Subject Area Molecular and Cellular Neurology and Neuropathology
Clinical Neurology; Neurosurgery and Neuroradiology
Molecular Biology and Physiology of Neurons and Glial Cells
Term from 2015 to 2019
Project identifier Deutsche Forschungsgemeinschaft (DFG) - Project number 279896764
 
The applicant had received a DFG-stipend and investigated the existence of adult human neurogenesis in preliminary studies using the Radiocarbon-based technique of retrospective birth dating of neural cells. As a key finding there was evidence of lifelong continuous neurogenesis within the dentate gyrus of the hippocampus in the adult human brain which was age-dependent and amounted up to 2-6% per year (the applicant was coauthor of this study published 2013 in Cell).
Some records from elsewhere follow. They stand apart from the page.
PR #1441, opened 2026-08-01
[TAS-6274] ✨ Support multi-month Plus gifts via monthly price quantity

nwingt:


src/util/api/plus/gift.ts
```diff
@@ -124,7 +127,7 @@ export async function createPlusGiftCheckoutSession(
     line_items: [
       {
         price: isYearly ? LIKER_PLUS_GIFT_YEARLY_PRICE_ID : LIKER_PLUS_GIFT_MONTHLY_PRICE_ID,
-        quantity: 1,
+        quantity: isYearly ? 1 : quantity,
```
williamchong: Actually can we have multiple year gift?

williamchong (approved):

PR #1449, opened 2026-08-06
[TAS-6292] ✨ Flag the claiming EVM wallet on book purchase responses

williamchong:


williamchong:
Wrong context, reverted

PR #1451, opened 2026-08-07
✨ Verify email by clicking the link, not via like.co

williamchong:
The verification mail linked to a like.co page that POSTed to the API, so the flow depended on a frontend we are shutting down. Add a GET route that verifies and renders a small self-contained result page instead, and build the link in code from API_EXTERNAL_HOSTNAME so testnet mail stops pointing at production.

Success no longer deletes verificationUUID: a mail scanner prefetching the link would otherwise burn the token before the reader clicks it. Because the UUID now outlives a verify, /users/update clears it when it resets isEmailVerified - previously a link mailed to an old address could verify the new one.

Also fixed along the way:
- /email/verify/user/:id sent 404 then fell through to 200
- a missing referral doc failed the whole verify; it is best-effort now
- drop the dead SES copy of sendVerificationEmail


src/util/api/email/verifyPage.ts
```diff
@@ -0,0 +1,81 @@
...
+<title>${title}</title>
+<style>
+:root { color-scheme: light dark; }
+body {
+  margin: 0;
+  min-height: 100vh;
+  display: flex;
+  align-items: center;
+  justify-content: center;
+  background: #f7f7f5;
```
nwingt, line 37:
```suggestion
  background: #f9f9f9;
```

src/util/api/email/verifyPage.ts
```diff
@@ -0,0 +1,81 @@
+/* eslint-disable no-underscore-dangle */
+import type { Response } from 'express';
+import { getBook3URL } from '../../liker-land';
+
+export type EmailVerifyPageStatus = 'success' | 'failed' | 'error';
+
+const BRAND_COLOR = '#28646E';
```
nwingt, line 7: use `#131313` instead of LikeCoin green?

src/util/api/email/verifyPage.ts
```diff
@@ -0,0 +1,81 @@
...
+  background: ${isSuccess ? BRAND_COLOR : '#9b9b9b'};
+}
+h1 { font-size: 1.375rem; margin: 0 0 0.5rem; }
+p { margin: 0 0 2rem; color: #4a4a4a; }
+a.cta {
+  display: inline-block;
+  padding: 0.75rem 1.75rem;
+  border-radius: 0.375rem;
+  background: ${BRAND_COLOR};
+  color: #fff;
```
nwingt, line 62:
```suggestion
  color: #f9f9f9;
```

src/util/api/email/verifyPage.ts
```diff
@@ -0,0 +1,81 @@
...
+  text-decoration: none;
+  font-weight: 600;
+}
+@media (prefers-color-scheme: dark) {
+  body { background: #16181a; color: #f2f2f2; }
+  p { color: #b8b8b8; }
```
nwingt, line 68:
```suggestion
  body { background: #131313; color: #f2f2f2; }
  p { color: #f9f9f9; }
```

src/util/api/email/verifyPage.ts
```diff
@@ -0,0 +1,81 @@
...
+<style>
+:root { color-scheme: light dark; }
+body {
+  margin: 0;
+  min-height: 100vh;
+  display: flex;
+  align-items: center;
+  justify-content: center;
+  background: #f7f7f5;
+  color: #1a1a1a;
```
nwingt, line 38:
```suggestion
  color: #131313;
```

Further, the author was first author of a paper published 2014 in Nature Neuroscience that investigated neurogenesis after ischemic stroke. As a key finding there was confirmatory data that with the healthy cerebral cortex there is no adult neurogenesis. After ischemic stroke of the cerebral cortex there is no detectable induction and thus also no significant neurogenesis. Based on this preliminary work the present grant application focusses on the related two most relevant research questions. First, the proposed project will investigate whether there is human adult neurogenesis within the basal ganglia in response to ischemic stroke. Second, the applicant will study whether the continuous neurogenesis within the hippocampus is altered upon ischemic stroke of the basal ganglia or the cerebral cortex. Both, an increased rate of neurogenesis within the basal ganglia as well as within the ipsilateral hippocampus in response to ischemic stroke has been reported in rodents after experimental stroke. It appears of fundamental relevance to study whether these finding also hold true in man. Given the bulk of negative clinical studies regarding neuroprotection in the acute phase of ischemic stroke in humans (those trials predominantly investigated beneficial effects of drugs targeting on manipulation of the ischemic cascade), the proposed research project aims to provide information on the physiological and pathophysiological mechanisms that act in acute stroke and also on the long-term, possibly affecting functional recovery. This will help to understand if neurogenesis occurs and is altered upon ischemic stroke and, if so, whether neurogenesis has a functional relevance. The obtained results may have clinical implications such that a meaningful translation of preclinical studies to successful clinical trials can be achieved.